Célèbre commentateur juif du Moyen Âge, Rachi pensait que l’arbre de la connaissance du bien et du mal était un figuier. De fait, dans la Bible, l’étude et le travail intellectuel sont souvent liés à cet arbre, observe Anne Lécu. Connaissance ou jugement ? 

Dans l’évangile, Zachée grimpe dans un sycomore (c'est-à-dire un type de figuier) pour voir Jésus. "Il est comme un fruit dans un arbre", note la dominicaine et Jésus lève les yeux vers lui. Or, "il y a peu d’endroits où Jésus lève les yeux, en général, c’est pour prier son père". Dans ce passage de l’évangile, Zachée, chef des collecteurs d’impôts vu comme un pécheur, était sévèrement par les siens. Mais il se révèle généreux, "ce que personne n’avait vu", soulève Anne Lécu.

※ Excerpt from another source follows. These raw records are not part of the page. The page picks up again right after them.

PR #2134, opened 2016-01-20
Fix oembed regex pattern for Wistia

jlhurd:
This pull request fixes the regex pattern for identifying Wistia videos with oembed in the wagtail.wagtailembeds app. The old regex pattern had a typo in it, preventing it from matching any and all Wistia videos. Here is the current version:
```
^http://[-\\w]+\\.wista\\.com/medias/.+$
```
and here is the proposed new version, derived from [Wistia's recommended regex pattern](http://wistia.com/doc/construct-an-embed-code#the_regex):
```
^https?:\/\/(.+)?(wistia.com|wi.st)\/(medias|embed)\/.+$
```
This new version also includes Wistia's short embed code and different URL patterns. 

I hope I did this right! This is my first GitHub pull request. Just let me know if I need to submit this differently.

### DIFF
--- a/wagtail/wagtailembeds/oembed_providers.py
+++ b/wagtail/wagtailembeds/oembed_providers.py
@@ -152,7 +152,7 @@ OEMBED_ENDPOINTS = {
         "^http://www\\.funnyordie\\.com/videos/.+$"
     ],
     "http://fast.wistia.com/oembed.{format}": [
-        "^https?:\/\/(.+)?(wistia.com|wi.st)\/(medias|embed)\/.+$"
+        "^https?://([^/]+\.)?(wistia.com|wi.st)/(medias|embed)/.+$"
     ],
     "http://www.ustream.tv/oembed": [
         "^http(?:s)?://(?:www\\.)?ustream\\.tv/.+$",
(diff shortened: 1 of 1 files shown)


timheap:
Python regexs work a little different to the ones provided on the Wistia page, so copying them directly in to Python unfortunately leaves you with a broken regex. Specifically, you do not need to escape forward slashes with a backslash (`\/`) in Python. The regex provided by Wistia, corrected for Python, would be: `"^https?://(.+)?(wistia.com|wi.st)/(medias|embed)/.+$"`.

Unrelated to this PR, that regex provided by Wistia is very, very permissive, and would match a URL like `http://dangerous-hax.com/my-exploit-script/wistia.com/medias/something`. This would possibly reveal information about the web server to a malicious user, and allow a malicious user to embed their own content on the compromised site. A more restrictive regex that only allows for Wistia domains and subdomains would be: `"^https?://([^/]+\.)?(wistia.com|wi.st)/(medias|embed)/.+$"`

La connaissance du bien et du mal est parfois proche de la "tentation du jugement" et de la "tendance parfois à juger l’autre pécheur".

 

Le blé et le besoin d'une parole juste

Dans la Bible, l’image du blé a souvent "une dimension très christique" : il est dit en effet que le grain doit mourir pour que l’épis de blé puisse grandir. "Le mystère pascal n’est pas très loin", note Anne Lécu.

Avec l’image du blé il y a aussi celle de la bonne ou de la mauvaise terre et de tout ce qui peut empêcher la graine de germer. "Donc tout ce qui serait faux, explique la religieuse, les pseudo prophètes, le pseudo messie… ceux qui font croire qu’ils sont l’avenir. On pourrait dire les pseudo thérapeutes aujourd’hui."

La terre c’est aussi l’intériorité : comment nourrissons-nous notre vie intérieure pour grandir ? "La bonne terre, la parole vraie, c’est une parole juste, ajustée, qui ne cherche pas à séduire, à raconter des faussetés."